There is a list within this list; that is, the third component of listl is not an integer, but is a list of integers. That’s legitimate, and works for tuples as well, but may not be what is intended.

Problem: Compute the average (mean) of a list of numbers.

The mean is the sum of all numbers in a collection divided by the number of numbers. If a set of numbers already exists as a list, calculating the mean might involve a loop that sums them followed by a division. For example, assuming that listl = [2, 3, 5, 7, 11, 13, 17, 19]:

mean = 0.0

for i in listl:

mean = mean + i

mean = mean/len(list1)

A list can be used in a loop to define the values that the loop variable i takes on, a similar situation to that of a tuple. A second way to do the same thing would be

mean = 0.0

for i in range(0,len(list1)):

mean = mean + list1[i]

mean = mean/len(list1)

In this case, the loop variable i is an index into the list and not a list element, but the result is the same. Python lists are more powerful than this, and making use of the extensive power of the list simplifies the calculation:

mean = sum(listl) / len(listl)

The built-in function sum calculates and returns the sum of all of the ele­ments in the list. That was the purpose of the loop, so the loop is not needed at all. The functions that work for tuples also work for lists (min, max, len), but some of the power of lists is in the methods it provides.

1. Editing Lists

Editing a list means to change the values within it, usually to reflect a new situation to be handled by the program. The most obvious way to edit a list is to simply assign a new value to one of the components. For example,

list2 = [“Hydrogen”,”Helium”,”Lithium”,”Beryllium”,”Boron”, “Carbon”]

list2[0] = “Nitrogen”

print (list2)

results in the following output:

[‘Nitrogen’, ‘Helium’, ‘Lithium’, ‘Beryllium’, ‘Boron’, ‘Carbon’]

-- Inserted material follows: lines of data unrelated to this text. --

PR #947, opened 2015-09-09
Add a --terse option to `bosh stemcells` list view

Jonty:
The current output of `bosh stemcells` is hard to accurately parse from
scripts that invoke it. This commit implements the `--terse` option
currently only found on `bosh properties`.

One line is outputted per stemcell with zero lines being output if no
stemcells are available. The terse view lacks the total size visible in
the table view.

### DIFF
--- a/bosh_cli/lib/cli/commands/stemcell.rb
+++ b/bosh_cli/lib/cli/commands/stemcell.rb
@@ -84,9 +84,10 @@ module Bosh::Cli
 
     usage 'stemcells'
     desc 'Show the list of available stemcells'
+    option "--terse", "easy to parse output"
     def list
+      terse = options[:terse]
       auth_required
-      show_current_state
 
       stemcells = director.list_stemcells.sort do |sc1, sc2|
         if sc1['name'] == sc2['name']
@@ -96,21 +97,29 @@ module Bosh::Cli
         end
       end
 
-      err('No stemcells') if stemcells.empty?
-
-      stemcells_table = table do |t|
-        t.headings = 'Name', 'OS', 'Version', 'CID'
-        stemcells.each do |sc|
-          t << get_stemcell_table_record(sc)
+      if terse
+        stemcells.each do |sc| 
+          row = get_stemcell_table_record(sc)
+          say(row.join("\t"))
         end
-      end
+      else
+        show_current_state
+        err('No stemcells') if stemcells.empty?
 
-      nl
-      say(stemcells_table)
-      nl
-      say('(*) Currently in-use')
-      nl
-      say('Stemcells total: %d' % stemcells.size)
+        stemcells_table = table do |t|
+          t.headings = 'Name', 'OS', 'Version', 'CID'
+          stemcells.each do |sc|
+            t << get_stemcell_table_record(sc)
+          end
+        end
+
+        nl
+        say(stemcells_table)
+        nl
+        say('(*) Currently in-use')
+        nl
+        say('Stemcells total: %d' % stemcells.size)
+      end
     end
 
     usage 'public stemcells'


Jonty:
The corporate CLA has now been correctly filed. Can this pull request be considered now?

cppforlife:
@Jonty to understand better, why do you parse the stemcells output of the CLI?

Jonty:
@cppforlife We are automating the removal of old stemcells from storage. Currently parsing ````bosh stemcells```` involves some horrendous grep and awk and we'd like to make this more robust.

bosh-ci-push-pull:
There is a `bosh cleanup` command that removes unused stemcells and
releases. Does that solve your use case?

Jonty:
@bosh-ci-push-pull No, that does not solve our specific use case.

If this pull request was merged I was planning to add machine-parsable output to many of the bosh commands as we have other instances where we need to process output from bosh commands in automated environments.

simonjohansson:
@Jonty 

There is a client that we use for these kind of tasks. (Uploading releases, stemcells, deleting releases, stemcells, deploying etc.)

```
require 'cli' # Super shitty name for a client :D
bosh_client = Bosh::Cli::Client::Director.new("https://hostname.com:25555")
bosh_client.login("admin", "password")

stemcells = bosh_client.list_stemcells
unused = stemcells.select {|stemcell| stemcell["deployments"] == []}

unused.sort_by {|stemcell| stemcell["version"].to_f}.each do |stemcell|
  bosh_client.delete_stemcell(stemcell['name'], stemcell['version'])
end
```

https://rubygems.org/gems/bosh_cli/versions/1.3071.0

Jonty:
@simonjohansson The machine-parsable output is generally used by people who are comfortable in bash, but not in ruby, hence this change.

Given ````--terse```` already exists for one of the other commands, is there a particular reason why replicating this functionality for other commands is not wanted?

voelzmo:
@simonjohansson that looks pretty much like what `bosh cleanup` is actually doing: https://github.com/cloudfoundry/bosh/blob/master/bosh_cli/lib/cli/commands/maintenance.rb#L54-L81

@Jonty I can see that having machine-parseable output for many bosh commands makes sense - especially for cases in which you are building functionality that bosh doesn't have and doesn't want to include.

In this case, however, I don't really see how `bosh cleanup` doesn't achieve what you want. Working with the output of a CLI is always error-prone and if you could rather switch to a native CLI command, I'd rather do that.

This is just my 2cents, @cppforlife feel free to jump in if you have a different opinion here.

cppforlife:
I'd like to build out some higher level functionality in bosh CLI that most people need when operating bosh. `bosh cleanup` is a good example of that where most bosh operators need to clean up stemcells.

what functionality is missing from cleanup command?

simonjohansson:
@cppforlife 

I agree that functionality with the bosh CLI for most normal tasks is great, but sometimes there is a need to go outside of the "normal", and then ``--terse`` would be really nifty so one does not have to write awk's/sed's of doom.

Surely there is room for both?

Jonty:
@cppforlife As I have said this commit was purely the first in a series as I intended to add --terse as an option for all bosh commands - we parse the output of many of them, not just this one.

If you wish to talk about extending the cleanup command I'm happy to do so in a new issue, but continuing the discussion here derails from getting this change merged.

Are the CF maintainers actively against adding machine-readable output?

keymon:
I agree that a cleanup with additional options would help here. In this case a good option to the clean up is specify how many releases to keep (in this case `--all` is misleading, it keeps 2 releases). We could add `--keep NUM` to keep latest NUM releases.

But on the other hand, automating bosh with shell scripts a quite useful thing, for quick prototyping, etc. We all know the benefits of a quick shell script :). The current output of bosh commands makes it really difficult to handle in scripting. 

Other example of difficult to parse output is `bosh releases` output, and upload a release to finally find out that has been already uploaded is really slow.

The cloudfoundry client has a 'curl' option, which is extremely useful for debugging and also scripting.

I would say that +1 for a `--terse` option to ease the management.

cppforlife:
> I agree that a cleanup with additional options would help here. In this case a good option to the clean up is specify how many releases to keep (in this case --all is misleading, it keeps 2 releases). We could add --keep NUM to keep latest NUM releases.

`--all` removes all unused releases. without `--all` (which is a default) it only keeps last 2 unused releases/stemcells.

cppforlife:
> The current output of bosh commands makes it really difficult to handle in scripting.

that's somewhat purposeful to prevent people reinventing the wheel; or inventing it and not contributing it to bosh CLI itself.

> Other example of difficult to parse output is bosh releases output, and upload a release to finally find out that has been already uploaded is really slow.

This is an excellent example why we do not want to introduce --terse for this kind of thing =) Goal is for most of the commands to be idempotent including `bosh upload release`. We actually have a story coming up to improve upload release command to be faster in a noop case: https://www.pivotaltracker.com/story/show/101726210.

1stvamp:
> that's somewhat purposeful to prevent people reinventing the wheel; or inventing it and not contributing it to bosh CLI itself.

Making something difficult for users of a project is not the way to get them to contribute back.

cppforlife:
> Making something difficult for users of a project is not the way to get them to contribute back.

imho it's better to understand the underlying issue user is trying to solve (e.g. cleanup stemcells/releases) and work through it with them, than to encourage a way to write scripts to automate bosh.

cppforlife:
@Jonty 

> If you wish to talk about extending the cleanup command I'm happy to do so in a new issue, but continuing the discussion here derails from getting this change merged.

Sure, we would be interested in a better cleanup command. 

> Are the bosh maintainers actively against adding machine-readable output?

I'd like to first find out how you are planning to use these APIs, and which commands potentially can be improved to avoid extra wrappers, etc.

mtekel:
Hi,

having terse output on stemcells is useful whenever you want to automate some process around stemcell management. E.g. imagine you want to sync what stemcells you have in multiple bosh instances. And sync that against some remote stemcell repository (e.g. I add new stemcell to that repo, I want to have it added to all my boshes, I remove old stemcell from repo, I want it removed from all my bosh instances). 

Is bosh-cli planning to implement that kind of functionality? Or instead, is the intention of bosh-cli to never provide any machine parsable output, so that you can explore every single possible use-case? Or is the intention here to force people using ruby instead? In that case, you should remove --terse output from other CLI commands that currently have it...

keymon:
+ @mtekel 

To support the argumentation of parseable output: I think that BOSH cli, as a command line tool where its users are unix/linux operators, it should enable and empower them by subscribing the [Unix Command Line philosophy](http://www.tldp.org/LDP/GNU-Linux-Tools-Summary/html/c1089.htm).

I am not saying that we don't implement full out of the box use cases, but parseable output is desired and not so difficult to implement.

cppforlife:
@mtekel 

> E.g. imagine you want to sync what stemcells you have in multiple bosh instances.

To address common scenarios like your example, we are trying to make all commands idempotent so that you can just write bosh upload stemcell X --skip-if-exists (in future skip-if-exists flag wouldn't even be necessary) in a loop. You shouldnt have to check against a list of stemcells that already exist on a director.

>  ...so that you can explore every single possible use-case?

It's ideal to know what people are trying to do because I have seen so many duplicate bash scripts doing same exact thing. Most likely if you are trying to write a script around bosh cli, at least few other people already done it.

> ...Or is the intention here to force people using ruby instead?

nope.

> In that case, you should remove --terse output from other CLI commands that currently have it...

There is one command doing it and it was changed in 2012.

Let me reiterate from above: My goal here is not to make your life harder than necessary, but to learn about use-cases people write scripts for and make them a product feature if that is something a lot of people are trying to do.

mtekel:
Hi,

thanks for your perspective. This switch is specifically useful to enable lots of these different, too uncommon to be implemented in client, scenarios. For example, in my case I would also check if the stemcells are in sync between environments (e.g. I'd implement a nagios check to do this - as stemcell uploads can fail, cloud providers can delete stemcells, bosh DBs can get corrupt/deleted by accident on different environments etc.; default --skip-if-exists won't help me here). 

When are you going to implement nagios support in the CLI? Do we need to get enough people to vote for it? Would you ever consider implementing a feature, that's not a final end use case/scenario, but enables lots of people implement their own specific, but very different niche use cases?

cppforlife:
Given the demand for this feature let's pull this (and similar) PRs in. I still hope that other use cases will be shared with the community even if there is an easy way to automate through some bash scripting. 

We have also recently documented the Director API in its basic form: https://bosh.io/docs/director-api-v1.html.

Jonty:
It's been a year since this PR was opened, and almost as long since it was marked as `ready-to-pull-in`. Is it likely to be merged, or should I close it?

cppforlife:
Apologies for the delay on making this happen. We are on the verge of releasing rewritten bosh CLI (https://github.com/cloudfoundry/bosh-cli) that specifically addresses variety of problems collected from community such as this one. It might be best to close this PR at this point - we probably won't backport this sort of functionality to ruby CLI.

We've made table formatting a first class option so that all commands are script friendly (json and cut/grep). Here is an example of it in action:

```
$ bosh stemcells|cat
bosh-aws-xen-centos-7-go_agent         	3232.custom*	centos-7     	ami-3849af55
bosh-aws-xen-hvm-centos-7-go_agent     	3232        	centos-7     	ami-ab3822c1
bosh-aws-xen-hvm-ubuntu-trusty-go_agent	3280*       	ubuntu-trusty	ami-d9a6c3ce light
bosh-aws-xen-hvm-ubuntu-trusty-go_agent	3262.7*     	ubuntu-trusty	ami-3b77ee2c light
bosh-aws-xen-hvm-ubuntu-trusty-go_agent	3232        	ubuntu-trusty	ami-c63b21ac
bosh-aws-xen-hvm-ubuntu-trusty-go_agent	3231        	ubuntu-trusty	ami-ec140e86
bosh-aws-xen-ubuntu-trusty-go_agent    	3290*       	ubuntu-trusty	ami-4e5a2c59 light
bosh-aws-xen-ubuntu-trusty-go_agent    	3262.12     	ubuntu-trusty	ami-96dca881 light
bosh-aws-xen-ubuntu-trusty-go_agent    	3262.9*     	ubuntu-trusty	ami-5e6c0349 light
```

Here is the pipeline that produces CLI binaries if you want to try it out and let us know if it fits in your workflows or if you have suggestions on the formatting of the new CLI: https://main.bosh-ci.cf-app.com/pipelines/bosh:cli. (Few differences in the new CLI: https://github.com/cloudfoundry/docs-bosh/blob/master/cli-v2.html.md.erb).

This substitution of a component is not possible with strings or tuples. It is possible to replace a single component with another list:

list2 = [“Hydrogen”,”Helium”,”Lithium”,”Beryllium”, “Boron”,”Carbon”]

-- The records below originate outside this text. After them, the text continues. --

Issue #939, opened 2015-08-24
Keystone v3 support not working for domains other than 'Default'


voelzmo:
**Problem**
Deploying a bosh director with bosh-init to a keystone v3 enabled openstack environment with a domain name different than 'Default' fails during stemcell upload. The reason is that the used version of fog doesn't implement passing the necessary domain name argument to openstack in the `Fog::Compute` component - so any calls involving nova will fail.

**Analysis**
There is a bug in fog 1.31.0 which leads to [Fog::Compute not knowing about the `openstack_domain_name` parameter](https://github.com/fog/fog/blob/v1.31.0/lib/fog/openstack/compute.rb#L7-L14)
Therefore, the output in the console is `STDERR: '[fog][WARNING] Unrecognized arguments: openstack_domain_name` followed by an HTTP 404
```
D, [2015-08-21T09:15:52.852051 #3870] DEBUG -- : excon.error {:error=>#<Excon::Errors::NotFound: Expected([201]) <=> Actual(404 Not Found)
excon.error.response
  :body          => "<html>\r\n<head><title>404 Not Found</title></head>\r\n<body bgcolor=\"white\">\r\n<center><h1>404 Not Found</h1></center>\r\n<hr>
<center>nginx/1.4.4</center>\r\n</body>\r\n</html>\r\n"
  :headers       => {
    "Connection"     => "keep-alive"
    "Content-Length" => "168"
    "Content-Type"   => "text/html"
    "Date"           => "Fri, 21 Aug 2015 09:15:53 GMT"
    "Server"         => "nginx/1.4.4"
  }
  :local_address => "192.168.0.104"
  :local_port    => 41757
  :reason_phrase => "Not Found"
  :remote_ip     => "147.204.8.32"
  :status        => 404
  :status_line   => "HTTP/1.1 404 Not Found\r\n"
>}
E, [2015-08-21T09:15:52.852453 #3870] ERROR -- : Unable to connect to the OpenStack Compute API. Check task debug log for details.
[Cmd Runner] 2015/08/21 09:15:52 DEBUG - Successful: true (0)
[cpiCmdRunner] 2015/08/21 09:15:52 DEBUG - Exit Code 0 when executing external CPI command '/home/vcap/.bosh_init/installations/5ead9388-6a94-45c6-50b1
-75c84a703849/jobs/cpi/bin/cpi'
```

[...]

PR #950, opened 2015-09-15
Fix Openstack Keystone V3 API

voelzmo:
Bug: https://github.com/cloudfoundry/bosh/issues/939

Modify registry, director, and swift blobstore client:
* introduce new parameter 'project', which is mandatory for Keystone V3
* mark parameter 'tenant' as optional: only necessary for Keystone V2


voelzmo:
Pulled in with https://github.com/cloudfoundry-incubator/bosh-openstack-cpi-release/commit/8dc83d427e61ff1f53f22f5e604439dfb5aa0cad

list2[0] = [“Hydrogen”, “Nitrogen”]

results in

list2 = [[‘Hydrogen’,’Nitrogen’],’Helium’,’Lithium’, ‘Beryllium’,’Boron’,’Carbon’]

2. Insert

The insert method is not normally what is thought of as an insertion. We use the insert method to place new components within a list. This method places a component at a specified index; that is, the index of the new element will be the one given. To place “Nitrogen” at the beginning of list2, which is index 0,

list2.insert(0, “Nitrogen”)

The first value given to insert, 0 in this case, is the index at which to place the component, and the second value is the thing to be inserted. Inserting “Nitrogen” at the end of the list would be accomplished by

list2.insert(len(list2), “Nitrogen)

However, consider this:

list2.insert(-1, “Nitrogen)

Will this insert “Nitrogen” at the end? No. At the beginning of the statement, the value of list2[-1] is “Carbon.” This is the value at index 5. Therefore, the in­sert of “Nitrogen” will be at index 5, resulting in

[‘Hydrogen’, ‘Helium’, ‘Lithium’, ‘Beryllium’, ‘Boron’, ‘Nitrogen’, ‘Carbon’]

3. Append

Another way to add something to the end of a list is to use the append method:


Results in

[‘Hydrogen’, ‘Helium’, ‘Lithium’, ‘Beryllium’, ‘Boron’, ‘Carbon’, ‘Nitrogen’]

Remember, the + operation only concatenates a list to a list, so the equivalent expression involving + is

list2 = list2 + [“Nitrogen”]

4. Extend

The extend method does almost the same things as the + operator. With the definitions

a = [1,2,3,4,5]

b = [6,7,8,9,10]

print (a+b)



The output is

[1, 2, 3, 4, 5, 6, 7, 8, 9, 10]

[1, 2, 3, 4, 5, 6, 7, 8, 9, 10]

However, if append has been used instead of extend above,

a = [1,2,3,4,5]

b = [6,7,8,9,10]

print (a+b)



The result would have been

[1, 2, 3, 4, 5, 6, 7, 8, 9, 10]

[1, 2, 3, 4, 5, [6, 7, 8, 9, 10]]

5. Remove

The remove method does what is expected: it removes an element from the list. But unlike insert, for example, it does not do it using an index; the value to be remove is specified.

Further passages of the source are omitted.